**WHAT IS REQUIRED**: Go through the entries below and return every line that contains "only".

[[ DATA SUPPLIED, beginning ]]

PR #1176, opened 2016-01-31
Added a comment system to the mean starter template

tutley:
Created https://github.com/tutley/mean-replies (a replies module) and integrated it with the mean  Articles module. I named it replies because of a potential conflict with the word "comment". This provides a nested comment system of up to 9 levels. I'm sure this can be greatly improved but I figured this would help.


lirantal:
@tutley thanks for offering your work on extending the framework but we actually want to focus on the internal core framework and improve that, instead of adding more functional modules and having to maintain them.

Would love it if you could help us with the issue/PR queue!

PR #1183, opened 2016-02-02
[WIP] feat (core) UI Router Nested View

trainerbill:
@ilanbiala  @mleanos 

The goal here is to make it easier for frameworks to inject their views.  So there are 3 main views you can use, hero/main/subnav.  Each one is simply a container as the submodule itself will include the classes.  For instance you would need class="container" or container-fluid on the submodule view as we should allow the full page.  This initial PR just does the core.  I will work on articles and users if feedback is positive.  

Edit:  Also it may seem trivial in the core but once users and articles are done you will see the benefit.

Edit2:  forgot to mention one major advantage is that the views become smaller and reusable.


modules/core/client/config/core.client.routes.js
```diff
@@ -15,28 +19,52 @@ angular.module('core').config(['$stateProvider', '$urlRouterProvider',
     $stateProvider
     .state('home', {
       url: '/',
-      templateUrl: 'modules/core/client/views/home.client.view.html'
+      views: {
+        'hero': {
+          templateUrl: 'modules/core/client/views/hero.client.view.html'
+        },
+        'main': {
+          controller: 'HomeController',
```
ilanbiala: no controllerAs?

trainerbill: totally want to, but didn't want to introduce it in this PR...  If I go that route I would need to do it for all the routes which means I have to rewrite almost the entire user client side I think.  Maybe we should introduce that in another PR to get it up to date with our standards?

trainerbill:
@ilanbiala Can I get a SGTM, so I can continue into articles and users?

modules/core/client/config/core.client.routes.js
ilanbiala: @trainerbill I'm pretty sure @rhutchison started that with other PRs, so I don't see a reason why it would be so big in this one.

ilanbiala:
I'd rather not have 4 PRs open which will probably have conflicts and make more work, when we could nail down 1 at a time, but I'm pretty much fine with this. @codydaig @mleanos @lirantal wanna take a look?

modules/core/client/config/core.client.routes.js
mleanos: @trainerbill We're already using controllerAs in the Articles module. https://github.com/meanjs/mean/blob/master/modules/articles/client/config/articles.client.routes.js#L21

Since the merging of the Styleguide implementation, I believe we want to include the styleguide in all PR's going forward, if it makes sense; i.e. the client-side routing/templates are getting modified.

trainerbill: Yeah that makes sense and I will make that change for anything that currently has controllerAs.  I don't want to do it for anything that does not currently have controllerAs otherwise I will need to stylize the entire controller in this PR as well.  Right?

mleanos:
@trainerbill I agree with @ilanbiala .. Let's not rush things too much. We have a couple big PR's already that are making significant changes. 

I'm generally fine with these changes as well, but I haven't tested it or thoroughly reviewed the impact.

trainerbill:
I would love to nail down one PR at a time but everything is so slow.

Do we have any work on stylizing the core and user modules?  

I don't see any reason that this PR could not go in and stylize later.  I will just use controller on things that have not been stylized and controllerAs if they have been.  When we stylize the rest of the modules, the routes file will already be done and all we have to do is add controllerAs:'vm'

ilanbiala:
@trainerbill some modules have already been changed, why would making the style guide changes in the same PR be an issue?

trainerbill:
@ilanbiala If I conform to all of the style changes I will have to rewrite the non stylized controllers in this PR as well.  I don't think I can do controllerAs vm without updating the controllers.  I think it would make sense to do a nested views PR and a stylize PR to make them smaller.  All someone would need to do in the routes folder in the stylize PR is to add the controllerAs syntax.  Or I can do it all in one PR... up to you.  I would actually prefer @rhutchison to do the style PR as he is the master, but I could pull it off as well.  Let me know.

modules/users/client/controllers/authentication.client.controller.js
```diff
@@ -42,6 +43,8 @@ angular.module('users').controller('AuthenticationController', ['$scope', '$stat
         return false;
       }
 
+      console.log($scope);
```
ilanbiala: ?

modules/users/client/controllers/authentication.client.controller.js
```diff
@@ -3,6 +3,7 @@
 angular.module('users').controller('AuthenticationController', ['$scope', '$state', '$http', '$location', '$window', 'Authentication', 'PasswordValidator',
   function ($scope, $state, $http, $location, $window, Authentication, PasswordValidator) {
     $scope.authentication = Authentication;
+    $scope.credentials = {};
```
ilanbiala: ?

modules/users/client/config/users.authentication.client.routes.js
```diff
@@ -0,0 +1,45 @@
...
+          'main@': {
+            templateUrl: 'modules/core/client/views/layouts/fixed.one.column.client.view.html',
+            controller: 'AuthenticationController'
+          }
+        }
+      })
+      .state('authentication.signup', {
+        url: '/signup',
+        views: {
+          'row-1': {
```
ilanbiala: why row-1 and row-2? What are these?

modules/users/client/controllers/authentication.client.controller.js
trainerbill: Had to add it.  otherwise it wasn't binding correctly having split views

modules/users/client/config/users.authentication.client.routes.js
trainerbill: Making layouts.  Look at modules/core/client/views/layouts/fixed.one.column.client.view.html

These are reusable layouts that submodules can target.  So you can target the ui-view from the layout file.  So since ththe signup route has 2 views technically, one for the login form, and one for social auths they are injected into a layout file.

ilanbiala: @trainerbill I took a look at that HTML file, but this seems a little to specific and maybe shouldn't have 4 rows or something like that..

trainerbill: @ilanbiala can you give me an example of what you are talking about?  The abstract routes inject layouts into the main ui-view, then the nested routes inject into the layouts views.  I added 4 rows to make it extensive.  More than likely a submodule would use its own layouts, if they want like 6 columns 4 rows or whatever, but providing some basic layouts shouldn't be a huge deal.  Its just HTML that will probably never need updating.

You really cant have only one view since there are 2.  One for the social providers and one for the login form.  I could send the social providers to the hero view but it wouldn't work for the user module as that requires two columns.

Take a look at the most recent commit with the user module.  You have to inject a new layout since the nav has to be beside the actual forms.  So in this case on the abstract routes I put a layout file in the main view and then inject into the layouts file views.  I like doing it this way because it demonstrates that you can do really whatever you want with the views in the submodules.  The way I envision it is we just support a few basic layout HTML files to use in the core and demonstrate how to use them and then the devs can do whatever they want later on in their own modules.

trainerbill:
All.  This PR should be in a semi workable state.  Can you pull it down and give it a spin?  I want to get some feedback before I start fixing tests.

modules/users/client/config/users.authentication.client.routes.js
ilanbiala: @codydaig @mleanos maybe you guys can think of a better way to do this, but I don't think this is the best way.

lirantal:
This is a big one.
@trainerbill @ilanbiala any important changes here we still want to pursue?

Closing it in the meanwhile.

ilanbiala:
There was still a lot of WIP code and this was touching on a lot of stuff, so I don't think we would want to pursue any of it right away.

lirantal:
Cool thanks Ilan.

PR #1184, opened 2016-02-03
feat(travis): Test on Mac and Linux

codydaig:


.travis.yml
```diff
@@ -4,6 +4,10 @@ node_js:
   - 0.12
   - 4
   - 5
+os:
+  - osx
+  - linux
```
lirantal: any idea what linux varies from centos?

lirantal:
Very cool @codydaig.
I re-ran the builds again as they failed only on Mac, maybe due to networking issues, let's see.

.travis.yml
codydaig: Nope. The online example shows osx and linux. So I just tried centos to see if that worked. I know we've been having a couple issues with centos on the generator side of things so I specifically want centos. I may swap out linux for ubuntu and see how that works. I want to play with these settings for a bit before we merge. Once we merge this in here, I'll also add them to the generator project.

codydaig:
@lirantal Since when did we add CircleCI to the integration tests?

lirantal:
@codydaig I never added Circle CI nor codeship.
Maybe @ilanbiala ?

codydaig:
@lirantal Put it to just linux and centos. As long as these tests pass, and it looks good to you, I'll squash and merge. Then I'll work adding windows and mac. (Windows and mac both failed). I'll investigate what it will take to add those in. 

Codeship is the code coverage and has been there for a while, but CircleCI is new.

lirantal:
Not so sure on Codeship. I enabled code coverage based on coveralls.io.
I think someone had some updates there.

ilanbiala:
The reason it failed on Mac is because nvm isn't installed. I think Travis suggests installing using `brew`, but I'm not sure how we can do OS-specific stuff for pre build.

ilanbiala:
@lirantal @codydaig I think the other CIs was a glitch, but can you add:

```
  - windows
  - macosx
```

ilanbiala:
LGTM. @codydaig merge?

lirantal:
Very cool guys.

[[ DATA SUPPLIED, end ]]

**TASK SOLUTION**:
You really cant have only one view since there are 2.  One for the social providers and one for the login form.  I could send the social providers to the hero view but it wouldn't work for the user module as that requires two columns.
I re-ran the builds again as they failed only on Mac, maybe due to networking issues, let's see.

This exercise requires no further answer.